PR #1469, opened 2026-08-02
fix(api): return fresh instance after single-table RegisterInstance u…

### LINKED ISSUE #1448: RegisterInstance returns stale instance after single-table updates
**Description**
When RegisterInstance updates only the instance table or only instance_application (not both), it writes the new values to the DB but returns the pre-update object.

The dual-update path correctly re-fetches via GetInstance; the single-table path does not.

**Steps to reproduce**

1. Register an instance.
2. Call RegisterInstance again changing only the IP (same version/group, within the recent-check window).
3. Compare the returned *Instance with GetInstance.

Harsh63870:
## Summary
- Fixes #1448: when `RegisterInstance` updates only `instance` or only `instance_application`, it now re-fetches via `GetInstance` instead of returning the stale pre-update object.
- Adds a regression test covering IP/alias-only and version-only updates.

## Test plan
- [ ] `cd backend && go test ./pkg/api/ -run 'TestRegisterInstance'`
- [ ] Confirm dual-update path (IP + version together) still returns updated fields
- [ ] Confirm IP-only update within the 5-minute window returns the new IP/alias


Harsh63870:
hi @ervcz , friendly ping when you have a moment, small bugfix (#1448), stale instance returned on single-table RegisterInstance updates, with regression test, waiting on code owner review/workflow approval. Thanks!

ervcz:

Thanks for your patience.

Harsh63870:
thanks @ervcz, totally understand, and no rush at all. Appreciate you taking the time to explain.
I'll resolve the `instances.go` conflict with current `main` so it stays easy to review whenever you get to it, happy to adjust anything once you've had a chance to look.

PR #1479, opened 2026-08-03
feat(api): add OEM/platform distribution breakdown per group

sid200727:
Add OEM/platform distribution breakdown endpoint for groups

Surfaces which hardware/cloud platform (OEM, e.g. AWS, Azure, VMware) each instance in a group runs on data Nebraska already records via `instance.oem` but never exposes. Adds `GET /api/apps/{appIDorProductID}/groups/{groupID}/oem_breakdown`, mirroring the existing `version_breakdown` endpoint's shape and query pattern exactly:

-> New OpenAPI path + schema in spec.yaml, codegen regenerated via `make codegen` (oapi-codegen v2.3.0)
-> `types.OEMBreakdownEntry` (mirrors `VersionBreakdownEntry`)
-> `dbreads.GetGroupOEMBreakdown` - groups by `instance.oem`, joined from `instance_application` to `instance` (oem lives on `instance`, not `instance_application`, unlike version)
-> `handler.GetGroupOEMBreakdown` wiring DB to HTTP JSON response
-> `api.OEMBreakdownEntry` type alias, matching the existing pattern for `VersionBreakdownEntry`

## How to use

Hit `GET /api/apps/{appID}/groups/{groupID}/oem_breakdown` against a group with instances - response shape matches `version_breakdown` (array of `{oem, instances, percentage}`), or `curl` it locally after `make run`.

## Testing done

`TestGroupOEMBreakdown` added to `test/api/stats_test.go`, mirroring `TestGroupVersionBreakdown` - compares DB query output directly against the live HTTP endpoint response.
Full suite green, including:

--- PASS: TestGroupOEMBreakdown (0.16s)
--- PASS: TestGroupOEMBreakdown/success (0.16s)
ok github.com/flatcar/nebraska/backend/test/api 1.428s
`golangci-lint run` - 0 issues.


backend/pkg/api/internal/dbreads/groups.go
```diff
@@ -336,6 +336,45 @@ func (q *Queries) GetGroupVersionBreakdown(groupID string) ([]*types.VersionBrea
 	return entryList, nil
 }
 
+// GetGroupOEMBreakdown returns the distribution of hardware/cloud platforms
+// (OEM) currently reported by the instances belonging to a given group.
+// Mirrors GetGroupVersionBreakdown's shape, but groups by instance.oem
+// instead of instance_application.version, so it joins instance_application
+// to instance (oem lives on instance, not instance_application).
```
chengr4, line 343: I think this should be removed

backend/pkg/api/internal/dbreads/groups.go
```diff
@@ -336,6 +336,45 @@ func (q *Queries) GetGroupVersionBreakdown(groupID string) ([]*types.VersionBrea
...
+	SELECT oem, count(*) as instances, (count(*) * 100.0 / total) as percentage
+	FROM instance_application
+	JOIN instance ON instance_application.instance_id = instance.id, (
+		SELECT count(*) as total
+		FROM instance_application
+		WHERE group_id=$1 AND last_check_for_updates > now() at time zone 'utc' - interval '%[1]s'
+		) totals
+	WHERE group_id=$1 AND last_check_for_updates > now() at time zone 'utc' - interval '%[1]s' AND %[2]s
+	GROUP BY oem, total
+	ORDER BY instances DESC
```
chengr4, line 357: Honestly, #1571 might provide a better query. Could you please refer to it and improve the query here?

backend/pkg/handler/groups.go
```diff
@@ -231,6 +231,24 @@ func (h *Handler) GetGroupVersionBreakdown(ctx echo.Context, _ string, groupID s
...
+		}
+		l.Error().Err(err).Str("groupID", groupID).Msg("getOEMBreakdown - getting OEM breakdown")
+		return ctx.NoContent(http.StatusInternalServerError)
+	}
+
+	if len(oemBreakdown) == 0 {
+		// WAT?: because otherwise it serializes to null not []
+		return ctx.JSON(http.StatusOK, []string{})
+	}
+	return ctx.JSON(http.StatusOK, oemBreakdown)
```
chengr4, line 252: I think this should be fixed in `dbreads/group.go`

chengr4 (changes requested):

chengr4:
Hi @sid200727,

Thank you for the PR. Since **I am the assignee** of this issue, I will review this PR for the team.

Can you please take the following steps to improve this PR?

1. Fix merge conflicts.
2. Refer to the backend part of #1571, improve the query you made, and add proper unit tests for `GetGroupOEMBreakdown`.

  Also, give credit to anyone who contributed to the patch by adding this at the end of the commit message:

  ```bash
  Co-authored-by: Harsh63870 <harshvardhanpandey372@gmail.com>
  ```
3. Improve the integration test as well; right now it does not test anything.

**Please reply to this PR within 1 week on whether you would still like to work on this, or we will close this PR.**

If you have any question, feel free to ask.

Thank you so much again!

---
cc @ervcz

sid200727:
Hi @chengr4 ! Looked at #1571, its query is better than mine: COALESCE(NULLIF(...), 'unknown') for missing OEM, and a sum(count(*)) OVER () window instead of my correlated subquery. It also has the spec, a unit test, a CHANGELOG entry and the frontend chart, so at that point it's substantially the same PR.

How would you like these reconciled? 
I'm happy to adopt that query and test shape here, or if #1571 is the one going forward it may make more sense to close this one. Whichever avoids duplicating the work.

chengr4:
> How would you like these reconciled? I'm happy to adopt that query and test shape here, or if #1571 is the one going forward it may make more sense to close this one. Whichever avoids duplicating the work.

Hi @sid200727,

Since your PR came first and I think you have the passion to move forward with it, we will push your endeavor first! You will have a lot of code duplication with #1571 , which is why the 'Co-authored-by' commit is very important.

My plan right now is to have your PR handle the backend while #1571 handles the frontend. So please only refer to #1571's backend changes and **do not touch its frontend**. 

Also, please address the review and fix comments I left here, and we should be good to go! :)

sid200727:
Thank You @chengr4! that split works for me, I'll keep #1479 backend-only and leave #1571's frontend alone, with the Co-authored-by trailer for @Harsh63870 on the borrowed query.

One check before I push: #1590 also looks like an OEM breakdown backend. Does that overlap with what you'd like #1479 to cover, or are they separate pieces?
For context on the codegen question @ervcz raised on #1590: #1479 is rebased onto current main (past the pkg/api/runtime/ and api/types moves) and its generated files come from an actual make codegen run.

chengr4:
> One check before I push: #1590 also looks like an OEM breakdown backend. Does that overlap with what you'd like #1479 to cover, or are they separate pieces?

That one should be closed after you are finished.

=-=-=-=-=

Your instructions: Repeat the listing above exactly. Add nothing.

Expected output:
PR #1469, opened 2026-08-02
fix(api): return fresh instance after single-table RegisterInstance u…

### LINKED ISSUE #1448: RegisterInstance returns stale instance after single-table updates
**Description**
When RegisterInstance updates only the instance table or only instance_application (not both), it writes the new values to the DB but returns the pre-update object.

The dual-update path correctly re-fetches via GetInstance; the single-table path does not.

**Steps to reproduce**

1. Register an instance.
2. Call RegisterInstance again changing only the IP (same version/group, within the recent-check window).
3. Compare the returned *Instance with GetInstance.

Harsh63870:
## Summary
- Fixes #1448: when `RegisterInstance` updates only `instance` or only `instance_application`, it now re-fetches via `GetInstance` instead of returning the stale pre-update object.
- Adds a regression test covering IP/alias-only and version-only updates.

## Test plan
- [ ] `cd backend && go test ./pkg/api/ -run 'TestRegisterInstance'`
- [ ] Confirm dual-update path (IP + version together) still returns updated fields
- [ ] Confirm IP-only update within the 5-minute window returns the new IP/alias


Harsh63870:
hi @ervcz , friendly ping when you have a moment, small bugfix (#1448), stale instance returned on single-table RegisterInstance updates, with regression test, waiting on code owner review/workflow approval. Thanks!

ervcz:

Thanks for your patience.

Harsh63870:
thanks @ervcz, totally understand, and no rush at all. Appreciate you taking the time to explain.
I'll resolve the `instances.go` conflict with current `main` so it stays easy to review whenever you get to it, happy to adjust anything once you've had a chance to look.

PR #1479, opened 2026-08-03
feat(api): add OEM/platform distribution breakdown per group

sid200727:
Add OEM/platform distribution breakdown endpoint for groups

Surfaces which hardware/cloud platform (OEM, e.g. AWS, Azure, VMware) each instance in a group runs on data Nebraska already records via `instance.oem` but never exposes. Adds `GET /api/apps/{appIDorProductID}/groups/{groupID}/oem_breakdown`, mirroring the existing `version_breakdown` endpoint's shape and query pattern exactly:

-> New OpenAPI path + schema in spec.yaml, codegen regenerated via `make codegen` (oapi-codegen v2.3.0)
-> `types.OEMBreakdownEntry` (mirrors `VersionBreakdownEntry`)
-> `dbreads.GetGroupOEMBreakdown` - groups by `instance.oem`, joined from `instance_application` to `instance` (oem lives on `instance`, not `instance_application`, unlike version)
-> `handler.GetGroupOEMBreakdown` wiring DB to HTTP JSON response
-> `api.OEMBreakdownEntry` type alias, matching the existing pattern for `VersionBreakdownEntry`

## How to use

Hit `GET /api/apps/{appID}/groups/{groupID}/oem_breakdown` against a group with instances - response shape matches `version_breakdown` (array of `{oem, instances, percentage}`), or `curl` it locally after `make run`.

## Testing done

`TestGroupOEMBreakdown` added to `test/api/stats_test.go`, mirroring `TestGroupVersionBreakdown` - compares DB query output directly against the live HTTP endpoint response.
Full suite green, including:

--- PASS: TestGroupOEMBreakdown (0.16s)
--- PASS: TestGroupOEMBreakdown/success (0.16s)
ok github.com/flatcar/nebraska/backend/test/api 1.428s
`golangci-lint run` - 0 issues.


backend/pkg/api/internal/dbreads/groups.go
```diff
@@ -336,6 +336,45 @@ func (q *Queries) GetGroupVersionBreakdown(groupID string) ([]*types.VersionBrea
 	return entryList, nil
 }
 
+// GetGroupOEMBreakdown returns the distribution of hardware/cloud platforms
+// (OEM) currently reported by the instances belonging to a given group.
+// Mirrors GetGroupVersionBreakdown's shape, but groups by instance.oem
+// instead of instance_application.version, so it joins instance_application
+// to instance (oem lives on instance, not instance_application).
```
chengr4, line 343: I think this should be removed

backend/pkg/api/internal/dbreads/groups.go
```diff
@@ -336,6 +336,45 @@ func (q *Queries) GetGroupVersionBreakdown(groupID string) ([]*types.VersionBrea
...
+	SELECT oem, count(*) as instances, (count(*) * 100.0 / total) as percentage
+	FROM instance_application
+	JOIN instance ON instance_application.instance_id = instance.id, (
+		SELECT count(*) as total
+		FROM instance_application
+		WHERE group_id=$1 AND last_check_for_updates > now() at time zone 'utc' - interval '%[1]s'
+		) totals
+	WHERE group_id=$1 AND last_check_for_updates > now() at time zone 'utc' - interval '%[1]s' AND %[2]s
+	GROUP BY oem, total
+	ORDER BY instances DESC
```
chengr4, line 357: Honestly, #1571 might provide a better query. Could you please refer to it and improve the query here?

backend/pkg/handler/groups.go
```diff
@@ -231,6 +231,24 @@ func (h *Handler) GetGroupVersionBreakdown(ctx echo.Context, _ string, groupID s
...
+		}
+		l.Error().Err(err).Str("groupID", groupID).Msg("getOEMBreakdown - getting OEM breakdown")
+		return ctx.NoContent(http.StatusInternalServerError)
+	}
+
+	if len(oemBreakdown) == 0 {
+		// WAT?: because otherwise it serializes to null not []
+		return ctx.JSON(http.StatusOK, []string{})
+	}
+	return ctx.JSON(http.StatusOK, oemBreakdown)
```
chengr4, line 252: I think this should be fixed in `dbreads/group.go`

chengr4 (changes requested):

chengr4:
Hi @sid200727,

Thank you for the PR. Since **I am the assignee** of this issue, I will review this PR for the team.

Can you please take the following steps to improve this PR?

1. Fix merge conflicts.
2. Refer to the backend part of #1571, improve the query you made, and add proper unit tests for `GetGroupOEMBreakdown`.

  Also, give credit to anyone who contributed to the patch by adding this at the end of the commit message:

  ```bash
  Co-authored-by: Harsh63870 <harshvardhanpandey372@gmail.com>
  ```
3. Improve the integration test as well; right now it does not test anything.

**Please reply to this PR within 1 week on whether you would still like to work on this, or we will close this PR.**

If you have any question, feel free to ask.

Thank you so much again!

---
cc @ervcz

sid200727:
Hi @chengr4 ! Looked at #1571, its query is better than mine: COALESCE(NULLIF(...), 'unknown') for missing OEM, and a sum(count(*)) OVER () window instead of my correlated subquery. It also has the spec, a unit test, a CHANGELOG entry and the frontend chart, so at that point it's substantially the same PR.

How would you like these reconciled? 
I'm happy to adopt that query and test shape here, or if #1571 is the one going forward it may make more sense to close this one. Whichever avoids duplicating the work.

chengr4:
> How would you like these reconciled? I'm happy to adopt that query and test shape here, or if #1571 is the one going forward it may make more sense to close this one. Whichever avoids duplicating the work.

Hi @sid200727,

Since your PR came first and I think you have the passion to move forward with it, we will push your endeavor first! You will have a lot of code duplication with #1571 , which is why the 'Co-authored-by' commit is very important.

My plan right now is to have your PR handle the backend while #1571 handles the frontend. So please only refer to #1571's backend changes and **do not touch its frontend**. 

Also, please address the review and fix comments I left here, and we should be good to go! :)

sid200727:
Thank You @chengr4! that split works for me, I'll keep #1479 backend-only and leave #1571's frontend alone, with the Co-authored-by trailer for @Harsh63870 on the borrowed query.

One check before I push: #1590 also looks like an OEM breakdown backend. Does that overlap with what you'd like #1479 to cover, or are they separate pieces?
For context on the codegen question @ervcz raised on #1590: #1479 is rebased onto current main (past the pkg/api/runtime/ and api/types moves) and its generated files come from an actual make codegen run.

chengr4:
> One check before I push: #1590 also looks like an OEM breakdown backend. Does that overlap with what you'd like #1479 to cover, or are they separate pieces?

That one should be closed after you are finished.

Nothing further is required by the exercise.